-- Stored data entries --
☆ ☆ ☆ ☆ ☆

PR #2653, opened 2026-03-15
feat(installer): Update docker-compose.yml with HTTPS/3 + QUIC support via traefik

shleeable:
## Context
Based on https://github.com/orgs/fosrl/discussions/363 - please test and verify this to build some confidence for the Pangolin team.

`Hey, there is not specific reason this isn't implemented other than we haven't tested it and had time to add it. I don't see why would can't in the future! Thanks for the suggestion :)` - @miloschwartz 

but the good news is it's been stable on traefik's side for many releases now. So I doubt there will be a regression, if there is, we should speak with the traefik team.

## Description
* Updates the port forwarding for the 443 UDP port to traefik
* Enabled the http3 traefik entrypoint

## How to test?
* Cherrypick PR
* Restart the docker compose services
* Open your firewall ports (if required)
* Test your endpoints using tools. eg: https://http3check.net/?host=loops.plus
* Celebrate the easy win

image


LaurenceJJones:
Will review shortly, the only caveat at the moment is there is two traefik configs one if crowdsec is selected and without.

Might be best if we consolodate these into a single dynamic template, to ensure we don't miss either with wins like this.

oschwartz10612 (approved):
LGTM. I think @LaurenceJJones is right but we can tackle that in the future.

oschwartz10612:
Thanks!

☆ ☆ ☆ ☆ ☆

-- WORK TO COMPLETE --
Output every entry word for word.

-- ANSWER SECTION --
PR #2653, opened 2026-03-15
feat(installer): Update docker-compose.yml with HTTPS/3 + QUIC support via traefik

shleeable:
## Context
Based on https://github.com/orgs/fosrl/discussions/363 - please test and verify this to build some confidence for the Pangolin team.

`Hey, there is not specific reason this isn't implemented other than we haven't tested it and had time to add it. I don't see why would can't in the future! Thanks for the suggestion :)` - @miloschwartz 

but the good news is it's been stable on traefik's side for many releases now. So I doubt there will be a regression, if there is, we should speak with the traefik team.

## Description
* Updates the port forwarding for the 443 UDP port to traefik
* Enabled the http3 traefik entrypoint

## How to test?
* Cherrypick PR
* Restart the docker compose services
* Open your firewall ports (if required)
* Test your endpoints using tools. eg: https://http3check.net/?host=loops.plus
* Celebrate the easy win

image


LaurenceJJones:
Will review shortly, the only caveat at the moment is there is two traefik configs one if crowdsec is selected and without.

Might be best if we consolodate these into a single dynamic template, to ensure we don't miss either with wins like this.

oschwartz10612 (approved):
LGTM. I think @LaurenceJJones is right but we can tackle that in the future.

oschwartz10612:
Thanks!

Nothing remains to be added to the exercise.